Upon Borrower's breach of any covenant or agreement of Borrower in this
Instrument, Lender may apply, in any amout and in any order as Lender shall
determine in Lender's sole discretion, any Funds held by Lender at the time of
application (i) to pay rates, rents, taxes, assessments, insurance premiums and
Other Impositions which are now or will hereafter become due, or (ii) as a
credit against sums secured by this Instrument. Upon payment in full of all
sums secured by this Instrument, Lender shall promptly refund to Borrower any
Funds held by Lender.
3. APPLICATION OF PAYMENTS. Unless applicable law provides otherwise, all
payments received by Lender from Borrower under the Note or this Instrument
shall be applied by Lender in the following order of priority: (i) amounts
payable to Lender by Borrower under paragraph 2 hereof; (ii) interest payable
on the Note; (iii) principal of the Note; (iv) interest payable on advances
made pursuant to paragraph 8 hereof; (v) principal of advances made pursuant
to paragraph 8 hereof; (vi) any other sums secured by this Instrument in such
order as Lender, at Lender's option, may determine; provided, however, that
Lender may, at Lender's option, apply any sums payable pursuant to paragraph
8 hereof prior to interest on and principal of the Note, but such application
shall not otherwise affect the order of priority of application specified in
this paragraph 3.
4. CHARGES; LIENS. Borrower shall pay all water and sewer rates, rents,
taxes, assessments, premiums, and Other Impositions attributable to the
Property at Lender's option in the manner provided under paragraph 2 hereof
or, if not paid in such manner, by Borrower making payment, when due,
directly to the payee thereof, or in such other manner as Lender may designate
in writing. Borrower shall promptly furnish to Lender all notices of amounts
due under this paragraph 4, and in the event Borrower shall make payment
directly, Borrower shall promptly furnish to Lender receipts evidencing such
payments. Borrower shall promptly discharge any lien which has, or may have,
priority over or equality with, the lien of this Instrument, and Borrower
shall pay, when due, the claims of all persons supplying labor or
materials to or in connection with the Property. Without Lender's prior
written permission, Borrower shall not allow any lien inferior to this
Instrument to be perfected against the Property.

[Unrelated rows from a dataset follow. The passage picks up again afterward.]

PR #2840, opened 2017-01-26
verbs: remove extra event user increment/decrement operation

### LINKED ISSUE #2839: TCP and OpenIB BTLs cause performance degradation in unrelated frameworks
We have observed this both in OSHMEM UCX testing and now in HCOLL shared memory testing on POWER8 Garrison platform. In the 2.x series, when the BTLs are silently loaded to cover OSC we see the following when running HCOLL shared memory collectives. 

Running with 160 threads
 `mpirun -np 160 -mca coll_hcoll_enable 1 ./IBM-MPI1 Allreduce`

8-byte allreduce latency:
`21.9`

 `mpirun -np 160 -mca btl ^tcp,openib -mca coll_hcoll_enable 1 ./IBM-MPI1 Allreduce`

8-byte allreduce latency:
`11.58`

 @hjelmn and I discussed this at the meeting, and the root cause appears to be the asynchronous progress thread in these two BTLs.

hjelmn:
Since the oob and connections systems do not work the same way they
did in older versions of Open MPI these operations are no longer
necessary. At best they do nothing and at worst they hurt performance
by making us enter the event library more often in opal_progress().

Fixes #2839

### DIFF
--- a/opal/mca/btl/openib/btl_openib_endpoint.c
+++ b/opal/mca/btl/openib/btl_openib_endpoint.c
@@ -11,7 +11,7 @@
  * Copyright (c) 2004-2005 The Regents of the University of California.
  *                         All rights reserved.
  * Copyright (c) 2006-2013 Cisco Systems, Inc.  All rights reserved.
- * Copyright (c) 2006-2016 Los Alamos National Security, LLC.  All rights
+ * Copyright (c) 2006-2017 Los Alamos National Security, LLC.  All rights
  *                         reserved.
  * Copyright (c) 2006-2007 Voltaire All rights reserved.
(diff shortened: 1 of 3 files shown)


hjelmn:
This may be responsible for performance regressions on v2.0.x from v1.10.x on any platform that support unconnected datagrams using libibverbs. This is a bug and I will move it into master after CI. I will open the 2.0.x and 2.1.x PRs now.

jladd-mlnx:
We confirmed that this Fixes #2839. Thanks, @hjelmn !!

hjelmn:
bot:mellanox:retest

hjelmn:
Since we have confirmation from Intel and mellanox that the issue is fixed i will go ahead and merge this. Mellanox Jenkins is wedged.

SEE SPECIAL RIDER ATTACHED HERETO
5. HAZARD INSURANCE. Borrower shall keep the improvements now existing or
hereafter erected on the Property insured by carriers at all times satisfactory
to Lender against loss by fire, hazards included within the term "extended
coverage", rent loss and such other hazards, casualties, liabilities and
contingencies as Lender shall require and in such amounts and for such periods
as Lender shall require. All premiums on insurance policies shall be paid, at
Lender's option, in the manner provided under paragraph 2 hereof, or by borrower
making payment, when due, directly to the carrier, or in such other manner as
Lender may designate in writing.
All insurance policies and renewals thereof shall be in a form acceptable
to Lender and shall include a standard mortgage clause in favor of and in form
acceptable to Lender. Lender shall have the right to hold the policies, and
Borrower shall promptly furnish to Lender all renewal notices and all receipts
of paid premiums. At least thirty days prior to the expiration date of a
policy, Borrower shall deliver to Lender a renewal policy in form satisfactory
to Lender.
In the event of loss, Borrower shall give immediate written notice to the
insurance carrier and to Lender. Borrower hereby authorizes and empowers Lender
as attorney-in-fact for Borrower to make proof of loss, to adjust and compromise
any claim under insurance policies, to appear in and prosecute any action
arising from such insurance policies, to collect and receive insurance proceeds,
and to deduct therefrom Lender's expenses incurred in the collection of such
proceeds; provided however, that nothing contained in this paragraph 5 shall
require Lender to incur any expense or take any action hereunder. Borrower
further authorizes Lender, at Lender's option, (a) to hold the balance of such
proceeds to be used to reimburse Borrower for the cost of reconstruction or
repair of the Property or (b) to apply the balance of such proceeds to the
payment of the sums secured by this Instrument, whether or not then due, in the
order of application set forth in paragraph 3 hereof.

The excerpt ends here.